The plants are growing and reproducing but have a yellowish tinge to the leaves which is why I started fertilizing in the first place.

Any suggestions?


----------



## mbrant (Jul 24, 2006)

From the algae finder it looks more like the fuzz algae than the green thread.


----------



## Mr. Fish (Oct 24, 2007)

mbrant said:


> I have a 90 gallon heavily planted tank that was purring along just fine and then a few months ago started to develop green hair algae (grows from the leaves of some plants much more than others). The tank has been going for over a year.
> 
> Some basic information:
> 
> ...


I'm actually at war with this issue aswell and trying to figure
out the cause.
Is your water hard?
Whats your parimeters?

For now cut back on your hours of photosythensis to 7 hours intill we figure out the problem


----------



## mbrant (Jul 24, 2006)

I was a bit surprised but I just tested hardness and 

KH= 10
GH=17.

I have an R/O unit, but I haven't used RO water on this tank in many months (obviously). 

Does the high hardness explain why it's been difficult to get the ph down to my target (6.4-6.5)? I seem 'stuck' at 6.8.

Should I start using RO water on my water changes?

Might this explain my problems?


----------



## hoppycalif (Apr 7, 2005)

You can't just select a "target" pH and expect the controller to make the water have enough CO2. You need to use a drop checker, with known 4dKH distilled or DI water in it to set the bubble rate so you have about 30 ppm of CO2 in the water. Then when it is stabilized at that value, measure the tank water pH and set the controller to that pH. Now, the controller will keep the concentration at about 30 ppm, unless something changes in the water - KH drops or rises or tannins lower the pH, for example. So, you really need to recheck the water with the drop checker every few days to be sure you are still keeping th ppm of CO2 where it belongs. Don't use RO water unless you are keeping some fish that absolutely have to have soft water, or if you are growing plants that absolutely have to have soft water. Otherwise you just add one more variable to the water parameters that has to be kept stable.


----------



## mbrant (Jul 24, 2006)

hoppycalif said:


> You can't just select a "target" pH and expect the controller to make the water have enough CO2. You need to use a drop checker, with known 4dKH distilled or DI water in it to set the bubble rate so you have about 30 ppm of CO2 in the water. Then when it is stabilized at that value, measure the tank water pH and set the controller to that pH. Now, the controller will keep the concentration at about 30 ppm, unless something changes in the water - KH drops or rises or tannins lower the pH, for example. So, you really need to recheck the water with the drop checker every few days to be sure you are still keeping th ppm of CO2 where it belongs. Don't use RO water unless you are keeping some fish that absolutely have to have soft water, or if you are growing plants that absolutely have to have soft water. Otherwise you just add one more variable to the water parameters that has to be kept stable.

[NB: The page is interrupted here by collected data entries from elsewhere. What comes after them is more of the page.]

PR #278, opened 2015-08-26
clean up waitgroup and attach logic

bparees:


bparees:
@soltysh @mfojtik @gabemontero @csrwng ptal.  i'm still testing this locally but i think it's the source of our hangs.

two issues it addresses:
1) waitgroup objects need to be passed by ref.
2) i didn't see any reason for containerAttachTwo?  containerAttachOne was already attaching stderr so it seemed redundant.  but i'd love a second opinion on that.

bparees:
apparently that second attach gets us the output of the assemble script..  putting it back in and testing if things still hang.  hopefully the real issue here is the wg pointer, which would make sense since it would coincide with the changes to add the "run after build" feature which is when i started noticing these hangs.

csrwng:
The reason we do it in 2 calls was because there was a bug in Docker attaching stdin, stdout and stderr all at once... you may want to remove the if/else in containerAttachOne to see if we can do without the 2 methods. Also call it something other than containerAttachOne if you're going to remove the other one :-)

bparees:
@csrwng yeah i saw the bug comment, but it still looked like attachone was attaching them all at once anyway.  (and yet based on the observed behavior when i removed it, that's apparently not the case)

bparees:
ok this seems to be sufficient to fix the hangs i was getting.

csrwng:
@bparees it's either or:
https://github.com/openshift/source-to-image/blob/master/pkg/docker/docker.go#L422-L428

csrwng:
LGTM

gabemontero:
lgtm

bparees:
[merge]

pkg/docker/docker.go
```diff
@@ -528,22 +506,11 @@ func (d *stiDocker) RunContainer(opts RunContainerOptions) (err error) {
 	defer d.RemoveContainer(container.ID)
 
 	glog.V(2).Infof("Attaching to container")
-	// creating / piping the channels in runContainerAttachOne lead to unintended hangs
+	// creating / piping the channels in runContainerAttach lead to unintended hangs
 	attached := make(chan struct{})
-	wg := runContainerAttachOne(attached, container, opts, d)
+	wg := runContainerAttach(attached, container, opts, d)
 	attached <- <-attached
```
liggitt: why are we feeding the output of the attached channel back into attached channel?

liggitt: nevermind, I read the docs

soltysh:
Nice job @bparees :+1:

PR #285, opened 2015-09-10
Initial support for 'file' SCM

mfojtik:
* Handle file:// protocol in source with fs.Copy()
* GIT is no longer required when using file://
* Initial work on supporting more SCM


mfojtik:
@soltysh @bparees PTAL

mfojtik:
[test]

soltysh:
LGTM [merge]

PR #286, opened 2015-09-10
Update docs for --recursive and file://

mfojtik:


soltysh:
LGTM [merge]

docs/cli.md
```diff
@@ -121,9 +122,14 @@ Build a Node.js application from a local directory, using a local image, the res
...
 
 ```
-$ s2i build --force-pull=false ~/nodejs-app local-nodejs-builder nodejs-app
+$ s2i build --force-pull=false /home/user/nodejs-app local-nodejs-builder nodejs-app
 ```
 
+In case of building from the local directory, the sources will be copied into
+the builder images using plain filesystem copy and the output image will not
+have the Git specific labels. Use this method only for development or local
+testing.
```
bparees: so even if the local dir is a git repo we won't get the labels?  seems like that's a loss of function.  if it's a repo and git is available, we ought to still do the labels...

mfojtik: @bparees we can lookup the git binary when making decisions about what SCM plugin to use. I will fix that.

PR #288, opened 2015-09-10
Prefer git SCM plugin over file when git binary exists

mfojtik:


mfojtik:
@bparees PTAL

bparees:
lgtm [merge]

PR #291, opened 2015-09-24
Expose the CreateTarStream function publicly

csrwng:
Also allows setting the exclusion pattern for tar and allows
specifying whether the source directory should be included in
the path for the tarred files.


csrwng:
@bparees ptal

bparees:
lgtm [merge]

csrwng:
@bparees sorry I had not updated the fake classes with the new interface
[merge] again

csrwng:
Attempting [merge] again with fixed integration tests

PR #293, opened 2015-09-28
Fix integration test by merging labels of committed image

csrwng:
Merges existing image labels with other labels when committing image.

### DIFF
--- a/hack/test-integration.sh
+++ b/hack/test-integration.sh
@@ -27,5 +27,5 @@ trap cleanup EXIT SIGINT
 echo
 echo Integration test cases ...
 echo
-export STI_TIMEOUT="-timeout 240s"
+export STI_TIMEOUT="-timeout 600s"
 "${STI_ROOT}/hack/test-go.sh" test/integration -tags 'integration' "${@:1}"
--- a/hack/test-stirunimage.sh
+++ b/hack/test-stirunimage.sh
@@ -42,7 +42,7 @@ sti build git://github.com/bparees/openshift-jee-sample openshift/wildfly-8-cent
 export STI_PID=$!
 TIME_SEC=1000
 TIME_MIN=$((60 * $TIME_SEC))
-max_wait=5*TIME_MIN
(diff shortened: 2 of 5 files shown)


csrwng:
[test]

csrwng:
@bparees @gabemontero ptal - Integration tests are currently broken. (See #292). Because nothing has changed in the s2i code since the last time something was merged (and succeeded integration tests), it looks like the way Docker handles labels passed in when committing an image has changed. The STI script location wasn't getting set in the committed image, causing save-artifacts to not be called properly. It seems that now  you have to merge labels explicitly when committing the image.

csrwng:
[test]

csrwng:
[test]

csrwng:
I've had to increment timeouts for tests so they can complete. @danmcp did the virtual hardware that these tests run on change?

danmcp:
@csrwng It has not.

bparees:
lgtm, squash?

gabemontero:
@csrwng ital - nothing specific to add to the code changes (and thx for the call out, I got exposure to yet another element of the system I was unaware of).

The only curiosity I have that could be construed as a comment is from a documentation perspective orthogonal to the test failure - would it may sense to document the fact that we add those 7 specific labels in `GenerateLabelsFromSourceInfo`, listing the precise name, and what they mean, etc. (I did not find any with some internet searching)?  

Would a customer conceivably want to leverage the information stored in any of those labels as part of using/possibly extending the image?

csrwng:
@gabemontero if we haven't documented the labels we're setting, we definitely should. I know @mfojtik looked into defining the set of labels used for STI images a while ago. @mfojtik do we have the current ones documented somewhere?

@bparees squashed, thx.

[merge]

csrwng:
jenkins -> aws flake
[merge] again

gabemontero:
thx @csrwng ... based on what @mfojtik says, if need be I can take the to-do of (learning/confirming, then) documenting those labels.

PR #513, opened 2016-06-07
tar(StreamDirAsTar,StreamFileAsTar): fix possible fd leak and handle error from Stat()

php-coder:
PTAL @bparees

### DIFF
--- a/pkg/tar/tar.go
+++ b/pkg/tar/tar.go
@@ -91,17 +91,21 @@ func (t *stiTar) SetExclusionPattern(p *regexp.Regexp) {
 	t.exclude = p
 }
 
-// StreamFileAsTar streams the source file as a tar archive.
+// StreamFileAsTar streams the source directory as a tar archive.
 // The permissions of the file is changed to 0666.
 func (t *stiTar) StreamDirAsTar(source, dest string, writer io.Writer) error {
 	f, err := os.Open(source)
 	if err != nil {
 		return err
 	}
-	if info, _ := f.Stat(); !info.IsDir() {
+	defer f.Close()
+	info, err := f.Stat()
+	if err != nil {
+		return err
+	}
+	if !info.IsDir() {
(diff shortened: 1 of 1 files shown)


pkg/tar/tar.go
```diff
@@ -91,17 +91,21 @@ func (t *stiTar) SetExclusionPattern(p *regexp.Regexp) {
...
 func (t *stiTar) StreamDirAsTar(source, dest string, writer io.Writer) error {
 	f, err := os.Open(source)
 	if err != nil {
 		return err
 	}
-	if info, _ := f.Stat(); !info.IsDir() {
+	defer f.Close()
+	info, err := f.Stat()
+	if err != nil {
+		return err
```
rhcarvalho: I don't know how this error gets exposed to the user, maybe it's possible to wrap it like below to include some more context.

php-coder: I handled it in the same way as we did for `os.Open()`. I believe that it's enough.

rhcarvalho: I think a useful context would be something like:

```go
return fmt.Errorf("streaming directory as tar: %v", err)
```

But depends on how this pops up to the end user, and if we want to be able to handle it from callers of `StreamDirAsTar`.

bparees: i think it's reasonable to make callers of StreamFileAsTar do the logging of the error if they so choose, which is the current behavior for errors on open as @php-coder noted anyway.

bparees:
lgtm [merge]

mfojtik:
I would prefer to holding off merging this if there is not significant bug associated with this till the rebase lands.

bparees:
@mfojtik how does this affect the rebase?  this is in the s2i repo.

mfojtik:
@bparees omg, ignore me... I thought this is a bump PR :-( oh my, I should get on PTO.

php-coder:
[test] please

Do you need to measure the CO2? I have a chart from the Optimum Aquarium that shows you can determine the correct CO2 content by comparing the KH to the PH. Is this not correct?


----------



## Cliff Mayes (Jan 29, 2007)

Wow! Where did you get the Optimum Aquarium from? I bought that when it first came out for about $6. The current prices are incredible.

It is valauble now for its historical value. I am not sure that it ever made any sense for the average hobbyist. The Germans did stand this Hobby on its ear when they started with the light and chemical dosing. That was a long time ago and I think that the book was published to ride that crest.

The info in Optimum Aquarium is interesting but just do not get too confident in it. I just saw, recently, that someone referred to it but I cannot remember why.

You are being given the best and most recent advice about pH and drop checkers.


----------



## mbrant (Jul 24, 2006)

Thanks.

I've been fighting the good fight for many years. I bought my copy of the Optimum Aquarium when it was available. I've even got the VHS tape around here somewhere.

I will get the drop checker set up. Thanks for the guidance Cliff, HoppyCalif, and Mr. Fish.


----------



## mbrant (Jul 24, 2006)

Any suggestions for how to get rid of it? I've got some Amano Shrimp on order. Anything else?

I'm most puzzled by how the algae is flourishing in the absence of Phosphates and Nitrates. Any ideas on that?


----------



## hoppycalif (Apr 7, 2005)

mbrant said:


> Any suggestions for how to get rid of it? I've got some Amano Shrimp on order. Anything else?
> 
> I'm most puzzled by how the algae is flourishing in the absence of Phosphates and Nitrates. Any ideas on that?


Nitrates and Phosphates are not a cause of algae. That has been demonstrated many times. Algae require very little in the way of nutrients, far less than plants require. Primarily they require light. Then, to signal the spores to start growing a crop of algae they rely on detecting small amounts of ammonia in the water or wildly fluctuating concentrations of CO2 in the water, plus probably several other conditions differing for various algae.

Having stable CO2 concentration day after day, plus having lots of growing plants to consume any small ammonia surges almost instantly are things that deter algae from blooming.


----------



## mbrant (Jul 24, 2006)

Well, Clearly I've had my head buried in the sand.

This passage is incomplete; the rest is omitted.